When will I see the health benefits of a vegetarian diet?

Making a complete switch also makes the health rewards come faster. Specifically:

You should begin to see a little weight loss within the first week or so. Even without counting

calories, it’s common to lose about one pound per week until you approach your ideal weight and reach a plateau. To help things along, keep oily foods—french fries, peanut butter, salad dressings—to a minimum.

Cholesterol levels usually improve over eight to 10 weeks. Many people on cholesterol-lowering drugs will be able to reduce their doses or even eliminate their medicine within that time, but let your doctor guide you. Be sure to include foods in your diet that are high in cholesterol-lowering soluble fiber, such as oatmeal at breakfast, beans at lunch and barley at dinner.

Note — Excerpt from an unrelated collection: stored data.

PR #669, opened 2026-04-10
Add signature help for builtin procedures

Lotes:
This is a follow-up-PR on #660 . **Please review that PR first, so I can rebase.**

image

This PR adds a signature help. It will display a parameter info, when you are in a procedure invocation and hit Cmd+Shift+Space (on Mac). It also gets triggered after hitting `(` (open parenthesis) or `,` (comma).


msujew:
FYI I changed the PR base to be able to review this properly. Please change it back to dev after merging https://github.com/zowe/zowe-pli-language-support/pull/660.

packages/language/src/documentation/jsdoc.ts
```diff
@@ -377,10 +377,20 @@ function parseJSDocComment(context: ParseContext): JSDocComment {
...
+      if (isJSDocParagraph(element)) {
+        if (!lastTagElement) {
+          elements.push(element);
+        } else {
+          lastTagElement.content.inlines.push(...element.inlines);
+        }
+      } else {
+        lastTagElement = element;
+        elements.push(element);
+      }
```
msujew, line 393: Question: What issue issue is this fixing?

packages/language/src/parser/parser.ts
msujew, line 1: Question: The changes in this file seem rather convoluted to me. Tracking tokens through multiple parser functions, loops, re-assigning them, and so on. Isn't using `state.token` (at the start) and `state.last` (at the end) sufficient to track the start-end positions of all statements?

packages/language/src/syntax-tree/ast.ts
```diff
@@ -3494,16 +3508,33 @@ export function createProcedureCall(): ProcedureCall {
...
+}
+
+export function createProcedureCallArgumentBounds(): ProcedureCallArgumentBounds {
+  return {
+    kind: SyntaxKind.ProcedureCallArgumentBounds,
+    container: null,
+    startToken: null,
+    endToken: null,
+  };
+}
```
msujew, line 3524: Suggestion: This seems like a workaround due to the poor existing structure, rather than a genuine AST node. I had this idea for a while: Why don't we replace the part after `CALL` simply with a `MemberCall` in the AST? The current structure leads to a lot of code duplication.

packages/language/src/language-server/signature-help-request.ts
```diff
@@ -0,0 +1,280 @@
...
+                    kind: "markdown",
+                    value: parameterDocumentation.get(name)!,
+                  }
+                : undefined,
+          };
+        }),
+      },
+    ],
+    activeSignature: 0,
+    activeParameter: callInfo.arguments[callInfo.argumentIndex].parameterIndex,
```
msujew: I'm getting errors during the runtime of the language server here in the presence of an empty argument list:

```
[Error - 12:11:05 PM] Request textDocument/signatureHelp failed.
  Message: Request textDocument/signatureHelp failed with message: Cannot read properties of undefined (reading 'parameterIndex')
  Code: -32603
```

Example:

```
 %DCL A CHARACTER;
 %A = SUBSTR // <-- type a `(` after SUBSTR
```

packages/language/test/fourslash/signature-help/help-builtin-procedure.ts
```diff
@@ -0,0 +1,34 @@
...
+  hover.codeBlock(`SUBSTR: PROC(string, offset, length) RETURNS(CHARACTER);
+   DECLARE string CHARACTER;
+   DECLARE offset FIXED;
+   DECLARE length FIXED OPTIONAL;
+ END;`);
+const expectedParameterMarkdown = `{FIXED} offset Expression that specifies the starting
+position of the substring in \`string\`.
+
+\`offset\` should have \`FIXED\` type, and if not, it is
+converted thereto.`;
```
msujew: Suggestion: Now that I see this in action, I'm not too fond of the `{...}` notation at the start. It is `code`, but isn't marked as such in the markdown.

Image

msujew (commented):
I noticed a couple of issues that I didn't trace down in the code:

1. The feature supplies the first argument signature help even on the procedure token itself. It should only do that after the `(` token:

Image

2. The result of the signature help request isn't really in the expected format. It should provide the whole procedure signature with the parameter highlighted, then a comment - this would be in line with how other language servers operate. Instead, we provide a label, then comment, then the whole signature without highlighting. See this example in TypeScript:

Image

Note: You can trigger the signature help manually using `Ctrl+Shift+Space` (probably `Cmd+Shift+Space` on Mac).

packages/language/src/documentation/jsdoc.ts
Lotes: My JSDoc comments are a mix of JSDocTags and JSDocParagraphs. I would expect to have only the first part of a JSDOC to be a paragraph and the rest are tags with some line breaks and empty lines in it.
The problem with the input comments is that they 1. need to be wrapped after margin 72 and 2. they have multiline tags, like a parameter with multiple explanations.

packages/language/src/parser/parser.ts
Lotes: I need the commas and opening/closing brackets. The start-end span contains also the whitespaces (or comments). I can try to use .token and .last instead, but I would prefer having the current given spans.
The code becomes more complicated, but maybe I can apply some pattern to hide the complexity a bit. Look at the examples where the "apply..." function helps to keep track.

packages/language/test/fourslash/signature-help/help-builtin-procedure.ts
Lotes: Now I added a label with the entire signature, where the selected parameter is marked.
Followed by a line `NAME: TYPE`.
Followed by the parameter documentation.
Followed by the whole definition of the procedure (should I remove this maybe?).

image

msujew: Great! Looks much better. I'd also be in favor of removing the whole definition. Users can always see it by hovering over the procedure name.

Lotes: OK! But what shall I put into the documentation field then?
I would suggest to put the first JSDoc paragraphs until the first tag.

Lotes: Or put nothing in there.

packages/language/src/syntax-tree/ast.ts
Lotes: I think that is a quite big change. I suggest to create another PR before merging this one about making this change happen first. Then, I would have to pause this PR for a while. Or I finish this one first and refactor the approach after changing the CallStatement to use a member call.

packages/language/test/fourslash/signature-help/help-builtin-procedure.ts
msujew: > I would suggest to put the first JSDoc paragraphs until the first tag.

Yes, that's what it's meant for. The general documentation of the respective function without the parameter/return type information. See for example:

image

Is generated from this documentation:

image

packages/language/test/fourslash/signature-help/help-precision.ts
```diff
@@ -0,0 +1,36 @@
...
+
+signatureHelp.expectParameterIndexAt("g", 1);
+signatureHelp.expectParameterIndexAt("h", 1);
+
+signatureHelp.expectParameterIndexAt("i", 2);
+signatureHelp.expectParameterIndexAt("j", 2);
+signatureHelp.expectParameterIndexAt("k", 2);
+
+signatureHelp.expectNoHelp("l"); //; belongs to the statement, not the call
+signatureHelp.expectNoHelp("m");
```
msujew: Suggestion: Please give these labels some better names.

msujew (approved):
Thanks, looks good 👍

Please create an issue for the CallStatement refactoring :)

packages/language/src/syntax-tree/ast.ts
Lotes: [Issue](https://github.com/zowe/zowe-pli-language-support/issues/672) created.

packages/language/src/parser/parser.ts
Lotes: Will put it into issue #672

packages/language/test/fourslash/signature-help/help-precision.ts
Lotes: Done, thanks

High blood pressure improves gradually, with significant results apparent in about six weeks. The effects (which are partly due to the potassium in vegetables and fruits) can really add up: Even back in 1984, three-quarters of people taking high blood pressure medications in a Scandinavian study were able to discontinue their drugs within one year of adopting a vegetarian diet.

And there are other benefits. People who are bothered by constipation usually see it clear up within a day or two. People with type 2 diabetes watch their blood sugar levels improve dramatically. And almost everyone reports feeling lighter and healthier overall. There’s nothing to lose.